ElevenLabs
ElevenLabs is an AI audio research and deployment company founded in 2022 that develops text-to-speech, voice cloning, dubbing, and conversational voice agent technologies based on proprietary deep learning models.
ElevenLabs is a London- and New York-based artificial intelligence company specialising in generative audio and voice technologies. Founded in 2022 by former Google engineer Piotr Dabkowski and former Palantir deployment strategist Mati Staniszewski, the company emerged with a focus on high-quality multilingual text-to-speech and voice cloning, and has since expanded to dubbing, sound effects generation, conversational voice agents, and audio APIs for developers. The company's models are notable for naturalness of prosody, emotional expressiveness, and cross-lingual capability, and have been widely adopted in audiobook production, gaming, accessibility, education, journalism, and customer service.
Products and Capabilities
Text-to-Speech
ElevenLabs's text-to-speech models generate naturalistic spoken audio from written text with control over voice, language, accent, emotion, and pacing. The platform supports a library of ready-made voices as well as custom voices, and offers programmatic control through an API. Multilingual model variants such as Multilingual v2 and Turbo v2 added support for languages spanning English, Spanish, German, French, Italian, Portuguese, Polish, Dutch, Hindi, Arabic, Chinese, Japanese, Korean, and others, with cross-lingual voice transfer that preserves speaker identity across languages.
Voice Cloning
ElevenLabs offers Instant Voice Cloning, which produces a voice copy from a short audio sample of around one minute, and Professional Voice Cloning, which trains a higher-fidelity voice clone from several hours of studio-quality recordings. Voice cloning has been used for audiobook production by authors recreating archival voices with permission, for accessibility tools that allow individuals losing their ability to speak to retain a personal voice, and for media localisation.
Dubbing
The ElevenLabs Dubbing service translates and dubs video content into multiple target languages while preserving the original speaker's voice characteristics. The service segments input video by speaker, transcribes the audio, translates the transcript, and re-synthesises speech in the target language using cross-lingual voice transfer.

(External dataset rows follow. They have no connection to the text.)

PR #5040, opened 2020-11-09
Update Utils.java

Sublimis:
Use double-s instead of float-s to minimize rounding errors that can lead to axis labels saying e.g. "9999.999" instead of "10000". There's really no excuse for using float-s here, and probably throughout much of the rest of the code, too. Maybe this remark could be taken into consideration to prevent similar problems in the future.

### DIFF
--- a/MPChartLib/src/main/java/com/github/mikephil/charting/utils/Utils.java
+++ b/MPChartLib/src/main/java/com/github/mikephil/charting/utils/Utils.java
@@ -352,15 +352,15 @@ public abstract class Utils {
      * @param number
      * @return
      */
-    public static float roundToNextSignificant(double number) {
-        if (Double.isInfinite(number) || 
-            Double.isNaN(number) || 
+    public static double roundToNextSignificant(double number) {
+        if (Double.isInfinite(number) ||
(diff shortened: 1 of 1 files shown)


Paget96:

Code is full kotlin now!

Make your pull requests here:

hannesa2:
@Sublimis
I did a test of this https://github.com/AppDevNext/AndroidChart/pull/637 and there you'll see what happens as screenshots.
Do you have maybe better show cases ?

Sublimis:
@hannesa2
Only found this one old screenshot that shows incorrect rounding on the horizontal axis (1.99k, 3.99k, etc), before this PR fix was applied. Maybe this helps.

image

hannesa2:
@Sublimis 
I [tested it](https://github.com/AppDevNext/AndroidChart/pull/643) in my recent [version 4.0](https://github.com/AppDevNext/AndroidChart/releases/tag/4.0) it looks fine in my point of view https://github.com/AppDevNext/AndroidChart/pull/643/files#diff-b24e02fdba97f1f3339bf857ee57d453e5a7c803ef28a042fe8cce1501928cc5

image

No patch is needed there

Conversational AI and Voice Agents
The Conversational AI platform allows developers to build low-latency voice agents that combine large language model reasoning with ElevenLabs's text-to-speech and a speech recognition front end. Use cases include customer service voice bots, telephone-based assistants, and interactive characters for games and virtual reality applications.
Sound Effects and Audio APIs
A sound effects generation product produces short audio clips from text prompts. The company also offers speech-to-text APIs and APIs for developers to integrate audio generation into mobile apps, websites, and enterprise software.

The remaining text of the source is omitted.